What you should do: Where the string "expand" appears in a line of the data, show that line.
___
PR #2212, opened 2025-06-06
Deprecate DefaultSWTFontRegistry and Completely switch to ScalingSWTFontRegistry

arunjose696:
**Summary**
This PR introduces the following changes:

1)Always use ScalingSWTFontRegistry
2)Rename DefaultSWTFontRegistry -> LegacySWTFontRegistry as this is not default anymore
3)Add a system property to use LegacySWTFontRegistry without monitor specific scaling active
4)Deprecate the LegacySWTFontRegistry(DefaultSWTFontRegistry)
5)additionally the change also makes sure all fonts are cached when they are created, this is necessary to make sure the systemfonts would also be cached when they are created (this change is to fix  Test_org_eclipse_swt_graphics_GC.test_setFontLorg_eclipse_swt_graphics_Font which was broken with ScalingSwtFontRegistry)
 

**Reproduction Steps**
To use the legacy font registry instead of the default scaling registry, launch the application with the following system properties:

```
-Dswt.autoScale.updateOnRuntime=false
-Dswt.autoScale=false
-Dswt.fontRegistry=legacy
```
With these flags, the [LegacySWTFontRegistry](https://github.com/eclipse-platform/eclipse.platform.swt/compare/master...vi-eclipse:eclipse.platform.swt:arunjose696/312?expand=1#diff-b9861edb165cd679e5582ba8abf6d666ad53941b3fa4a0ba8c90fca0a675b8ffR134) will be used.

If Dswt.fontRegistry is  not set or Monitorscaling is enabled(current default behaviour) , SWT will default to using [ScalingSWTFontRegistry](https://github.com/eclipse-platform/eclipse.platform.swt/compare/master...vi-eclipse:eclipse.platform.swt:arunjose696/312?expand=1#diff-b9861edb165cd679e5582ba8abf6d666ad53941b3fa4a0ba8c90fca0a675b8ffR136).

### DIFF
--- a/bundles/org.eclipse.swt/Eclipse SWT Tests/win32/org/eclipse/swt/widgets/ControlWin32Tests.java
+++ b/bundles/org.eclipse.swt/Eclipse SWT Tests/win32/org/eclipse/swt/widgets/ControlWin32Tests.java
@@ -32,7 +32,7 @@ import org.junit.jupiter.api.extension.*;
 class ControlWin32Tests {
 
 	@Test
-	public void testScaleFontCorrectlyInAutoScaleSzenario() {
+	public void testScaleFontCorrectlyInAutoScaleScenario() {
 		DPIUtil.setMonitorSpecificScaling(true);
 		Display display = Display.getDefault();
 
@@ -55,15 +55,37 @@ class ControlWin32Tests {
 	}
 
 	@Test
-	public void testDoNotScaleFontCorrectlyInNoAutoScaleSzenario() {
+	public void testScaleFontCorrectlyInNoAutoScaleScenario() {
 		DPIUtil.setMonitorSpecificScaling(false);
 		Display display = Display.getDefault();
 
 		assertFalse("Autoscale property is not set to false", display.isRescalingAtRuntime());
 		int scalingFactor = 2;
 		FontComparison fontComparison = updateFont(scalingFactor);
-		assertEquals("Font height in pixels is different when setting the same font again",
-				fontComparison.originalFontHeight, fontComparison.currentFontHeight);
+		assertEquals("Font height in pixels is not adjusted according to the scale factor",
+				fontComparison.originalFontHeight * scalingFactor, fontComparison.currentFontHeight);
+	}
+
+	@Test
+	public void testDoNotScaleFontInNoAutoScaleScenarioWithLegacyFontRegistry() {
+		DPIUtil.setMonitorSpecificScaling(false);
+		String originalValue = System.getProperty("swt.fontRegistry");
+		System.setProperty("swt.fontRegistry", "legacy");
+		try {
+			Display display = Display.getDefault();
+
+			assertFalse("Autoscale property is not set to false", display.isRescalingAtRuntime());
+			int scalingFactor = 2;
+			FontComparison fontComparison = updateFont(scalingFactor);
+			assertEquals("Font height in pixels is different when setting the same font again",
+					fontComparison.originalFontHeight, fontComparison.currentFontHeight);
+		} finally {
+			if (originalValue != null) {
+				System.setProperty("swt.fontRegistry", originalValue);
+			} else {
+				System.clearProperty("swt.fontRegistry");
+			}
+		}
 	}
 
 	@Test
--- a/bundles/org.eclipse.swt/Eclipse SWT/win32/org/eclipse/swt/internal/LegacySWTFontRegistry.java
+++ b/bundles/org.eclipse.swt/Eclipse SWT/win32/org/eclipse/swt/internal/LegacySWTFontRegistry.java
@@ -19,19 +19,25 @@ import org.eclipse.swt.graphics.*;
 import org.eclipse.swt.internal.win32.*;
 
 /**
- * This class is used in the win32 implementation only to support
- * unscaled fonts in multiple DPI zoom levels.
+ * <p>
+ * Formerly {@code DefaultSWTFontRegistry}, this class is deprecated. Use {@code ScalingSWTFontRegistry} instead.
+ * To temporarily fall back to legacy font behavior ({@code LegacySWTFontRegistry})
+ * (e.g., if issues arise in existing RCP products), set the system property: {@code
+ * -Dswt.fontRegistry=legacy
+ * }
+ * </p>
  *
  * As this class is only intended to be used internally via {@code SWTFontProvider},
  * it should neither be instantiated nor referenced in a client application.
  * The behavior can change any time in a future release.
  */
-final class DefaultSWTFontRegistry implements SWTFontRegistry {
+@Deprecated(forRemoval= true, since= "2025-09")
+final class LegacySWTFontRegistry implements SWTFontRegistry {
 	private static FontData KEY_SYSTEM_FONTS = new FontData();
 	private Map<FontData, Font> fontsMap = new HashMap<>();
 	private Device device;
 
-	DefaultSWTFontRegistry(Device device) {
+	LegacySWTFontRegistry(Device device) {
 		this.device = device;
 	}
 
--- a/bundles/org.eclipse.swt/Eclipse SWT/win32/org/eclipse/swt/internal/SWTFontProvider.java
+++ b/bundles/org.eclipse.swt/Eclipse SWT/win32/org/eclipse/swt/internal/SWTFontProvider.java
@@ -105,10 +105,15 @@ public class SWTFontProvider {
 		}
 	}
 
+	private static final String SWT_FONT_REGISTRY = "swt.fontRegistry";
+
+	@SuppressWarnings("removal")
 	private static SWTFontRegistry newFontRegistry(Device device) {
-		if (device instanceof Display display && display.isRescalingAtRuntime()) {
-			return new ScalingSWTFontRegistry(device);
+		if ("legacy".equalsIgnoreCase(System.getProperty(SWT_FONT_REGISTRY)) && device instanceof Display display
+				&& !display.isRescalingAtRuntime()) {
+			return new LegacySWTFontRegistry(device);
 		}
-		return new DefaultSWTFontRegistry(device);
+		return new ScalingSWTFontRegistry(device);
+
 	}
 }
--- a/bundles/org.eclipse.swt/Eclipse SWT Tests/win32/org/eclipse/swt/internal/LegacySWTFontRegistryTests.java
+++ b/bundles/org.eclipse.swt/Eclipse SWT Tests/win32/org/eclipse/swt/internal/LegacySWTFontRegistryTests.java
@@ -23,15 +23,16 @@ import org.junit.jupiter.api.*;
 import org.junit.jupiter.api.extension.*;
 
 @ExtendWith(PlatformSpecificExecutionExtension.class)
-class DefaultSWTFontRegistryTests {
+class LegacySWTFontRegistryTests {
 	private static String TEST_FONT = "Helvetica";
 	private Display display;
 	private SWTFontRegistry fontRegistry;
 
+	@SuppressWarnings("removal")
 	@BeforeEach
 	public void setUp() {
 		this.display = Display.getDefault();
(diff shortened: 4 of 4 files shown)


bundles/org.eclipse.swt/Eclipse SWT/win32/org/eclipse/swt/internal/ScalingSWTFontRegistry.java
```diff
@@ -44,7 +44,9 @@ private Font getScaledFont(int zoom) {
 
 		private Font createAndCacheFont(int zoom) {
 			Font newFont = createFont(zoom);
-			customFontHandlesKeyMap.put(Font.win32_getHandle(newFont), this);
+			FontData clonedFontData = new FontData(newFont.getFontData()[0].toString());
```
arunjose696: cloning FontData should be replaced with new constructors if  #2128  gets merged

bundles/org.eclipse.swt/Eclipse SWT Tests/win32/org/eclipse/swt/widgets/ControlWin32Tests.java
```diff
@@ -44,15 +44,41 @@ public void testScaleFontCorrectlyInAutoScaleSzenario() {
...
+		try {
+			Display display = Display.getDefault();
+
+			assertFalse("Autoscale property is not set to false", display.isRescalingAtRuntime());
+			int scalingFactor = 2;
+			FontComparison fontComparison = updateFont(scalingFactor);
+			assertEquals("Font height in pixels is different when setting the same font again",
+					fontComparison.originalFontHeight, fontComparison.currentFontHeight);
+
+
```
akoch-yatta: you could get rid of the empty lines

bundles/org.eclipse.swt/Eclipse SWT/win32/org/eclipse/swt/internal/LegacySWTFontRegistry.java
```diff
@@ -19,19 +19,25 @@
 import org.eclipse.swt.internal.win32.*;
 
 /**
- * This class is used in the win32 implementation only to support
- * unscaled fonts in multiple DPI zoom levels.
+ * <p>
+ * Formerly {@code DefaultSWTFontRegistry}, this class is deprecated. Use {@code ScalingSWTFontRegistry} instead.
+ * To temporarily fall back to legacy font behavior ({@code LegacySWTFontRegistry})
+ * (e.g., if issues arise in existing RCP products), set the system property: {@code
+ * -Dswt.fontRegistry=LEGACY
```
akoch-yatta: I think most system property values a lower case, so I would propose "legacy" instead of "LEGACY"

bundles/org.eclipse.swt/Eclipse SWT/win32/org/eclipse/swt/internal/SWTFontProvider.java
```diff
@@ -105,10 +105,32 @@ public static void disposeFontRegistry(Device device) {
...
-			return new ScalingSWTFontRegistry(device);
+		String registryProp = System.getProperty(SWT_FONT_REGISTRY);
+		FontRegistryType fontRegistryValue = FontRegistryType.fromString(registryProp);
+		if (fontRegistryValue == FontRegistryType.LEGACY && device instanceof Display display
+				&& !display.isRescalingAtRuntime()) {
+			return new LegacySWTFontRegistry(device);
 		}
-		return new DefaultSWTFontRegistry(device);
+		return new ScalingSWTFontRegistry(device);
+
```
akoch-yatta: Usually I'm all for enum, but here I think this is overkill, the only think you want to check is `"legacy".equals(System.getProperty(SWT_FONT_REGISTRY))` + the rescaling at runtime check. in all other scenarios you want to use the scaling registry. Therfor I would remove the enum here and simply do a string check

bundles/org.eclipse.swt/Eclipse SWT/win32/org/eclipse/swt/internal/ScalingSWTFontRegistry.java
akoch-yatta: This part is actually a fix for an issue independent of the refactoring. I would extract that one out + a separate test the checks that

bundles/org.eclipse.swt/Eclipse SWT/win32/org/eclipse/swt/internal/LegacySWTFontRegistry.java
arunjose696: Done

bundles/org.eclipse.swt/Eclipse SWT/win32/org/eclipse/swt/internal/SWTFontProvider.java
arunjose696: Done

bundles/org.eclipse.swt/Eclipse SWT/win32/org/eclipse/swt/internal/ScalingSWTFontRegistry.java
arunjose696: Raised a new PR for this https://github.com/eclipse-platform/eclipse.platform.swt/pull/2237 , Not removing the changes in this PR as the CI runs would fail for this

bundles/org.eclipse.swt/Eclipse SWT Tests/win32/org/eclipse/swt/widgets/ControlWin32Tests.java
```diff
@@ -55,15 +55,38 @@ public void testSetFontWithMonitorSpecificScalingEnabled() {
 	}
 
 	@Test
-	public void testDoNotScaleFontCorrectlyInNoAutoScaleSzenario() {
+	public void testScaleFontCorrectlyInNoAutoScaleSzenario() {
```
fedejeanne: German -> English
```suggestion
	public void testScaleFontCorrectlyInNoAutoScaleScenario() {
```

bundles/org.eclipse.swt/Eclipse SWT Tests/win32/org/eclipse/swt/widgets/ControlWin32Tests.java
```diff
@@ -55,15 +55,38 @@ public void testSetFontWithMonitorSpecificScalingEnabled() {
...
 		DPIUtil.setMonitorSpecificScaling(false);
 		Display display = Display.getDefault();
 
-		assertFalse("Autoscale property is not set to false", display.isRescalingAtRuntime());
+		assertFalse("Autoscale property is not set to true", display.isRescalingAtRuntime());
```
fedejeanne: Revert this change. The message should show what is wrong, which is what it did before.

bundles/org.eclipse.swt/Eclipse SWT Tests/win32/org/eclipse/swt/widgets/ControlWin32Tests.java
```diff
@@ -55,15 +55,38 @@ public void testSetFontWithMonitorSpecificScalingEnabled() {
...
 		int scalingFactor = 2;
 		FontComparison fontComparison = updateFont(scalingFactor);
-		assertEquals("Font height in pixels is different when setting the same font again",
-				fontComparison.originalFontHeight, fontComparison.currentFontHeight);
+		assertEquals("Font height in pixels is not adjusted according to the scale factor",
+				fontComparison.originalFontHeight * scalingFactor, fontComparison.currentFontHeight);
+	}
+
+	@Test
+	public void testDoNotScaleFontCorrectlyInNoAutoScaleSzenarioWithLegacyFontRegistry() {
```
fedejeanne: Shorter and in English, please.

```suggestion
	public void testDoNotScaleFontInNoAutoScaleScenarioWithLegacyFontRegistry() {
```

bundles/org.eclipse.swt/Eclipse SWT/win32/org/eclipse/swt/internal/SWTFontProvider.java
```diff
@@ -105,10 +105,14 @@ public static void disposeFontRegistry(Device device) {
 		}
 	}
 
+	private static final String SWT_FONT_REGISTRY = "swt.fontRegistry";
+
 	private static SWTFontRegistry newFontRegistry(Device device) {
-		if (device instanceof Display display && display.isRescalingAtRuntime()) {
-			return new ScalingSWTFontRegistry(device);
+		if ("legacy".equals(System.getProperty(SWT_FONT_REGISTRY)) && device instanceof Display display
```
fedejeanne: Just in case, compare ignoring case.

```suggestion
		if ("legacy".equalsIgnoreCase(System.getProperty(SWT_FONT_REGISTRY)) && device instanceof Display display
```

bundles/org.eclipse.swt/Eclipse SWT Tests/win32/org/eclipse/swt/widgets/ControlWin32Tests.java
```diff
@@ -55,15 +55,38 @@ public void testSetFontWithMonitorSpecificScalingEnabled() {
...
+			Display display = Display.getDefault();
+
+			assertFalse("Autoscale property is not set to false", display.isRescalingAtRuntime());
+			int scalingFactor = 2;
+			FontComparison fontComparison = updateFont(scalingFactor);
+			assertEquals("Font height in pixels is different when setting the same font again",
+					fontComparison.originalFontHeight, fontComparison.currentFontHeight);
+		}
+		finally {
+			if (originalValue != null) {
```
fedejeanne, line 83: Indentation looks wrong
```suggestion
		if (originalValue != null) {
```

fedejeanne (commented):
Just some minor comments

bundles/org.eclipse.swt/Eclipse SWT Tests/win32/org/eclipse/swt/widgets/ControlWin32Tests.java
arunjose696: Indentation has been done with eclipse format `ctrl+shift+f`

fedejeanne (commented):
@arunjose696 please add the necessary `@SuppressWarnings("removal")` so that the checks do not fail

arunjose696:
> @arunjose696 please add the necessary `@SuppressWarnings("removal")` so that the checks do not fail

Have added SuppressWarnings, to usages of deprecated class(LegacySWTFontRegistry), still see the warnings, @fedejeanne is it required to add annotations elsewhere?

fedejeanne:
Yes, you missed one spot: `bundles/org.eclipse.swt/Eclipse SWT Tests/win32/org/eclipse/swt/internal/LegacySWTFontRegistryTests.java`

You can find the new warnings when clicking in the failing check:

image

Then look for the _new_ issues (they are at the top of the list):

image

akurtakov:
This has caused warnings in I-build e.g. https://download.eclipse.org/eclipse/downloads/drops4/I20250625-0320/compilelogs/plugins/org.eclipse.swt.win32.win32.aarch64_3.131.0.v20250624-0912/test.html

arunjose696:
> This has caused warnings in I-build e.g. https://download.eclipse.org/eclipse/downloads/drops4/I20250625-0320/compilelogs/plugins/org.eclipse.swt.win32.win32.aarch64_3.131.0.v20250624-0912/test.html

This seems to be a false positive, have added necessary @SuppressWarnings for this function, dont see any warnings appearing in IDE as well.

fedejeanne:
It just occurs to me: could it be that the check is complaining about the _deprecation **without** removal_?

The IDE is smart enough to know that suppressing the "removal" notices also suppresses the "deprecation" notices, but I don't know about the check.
___
Result:
With these flags, the [LegacySWTFontRegistry](https://github.com/eclipse-platform/eclipse.platform.swt/compare/master...vi-eclipse:eclipse.platform.swt:arunjose696/312?expand=1#diff-b9861edb165cd679e5582ba8abf6d666ad53941b3fa4a0ba8c90fca0a675b8ffR134) will be used.
If Dswt.fontRegistry is  not set or Monitorscaling is enabled(current default behaviour) , SWT will default to using [ScalingSWTFontRegistry](https://github.com/eclipse-platform/eclipse.platform.swt/compare/master...vi-eclipse:eclipse.platform.swt:arunjose696/312?expand=1#diff-b9861edb165cd679e5582ba8abf6d666ad53941b3fa4a0ba8c90fca0a675b8ffR136).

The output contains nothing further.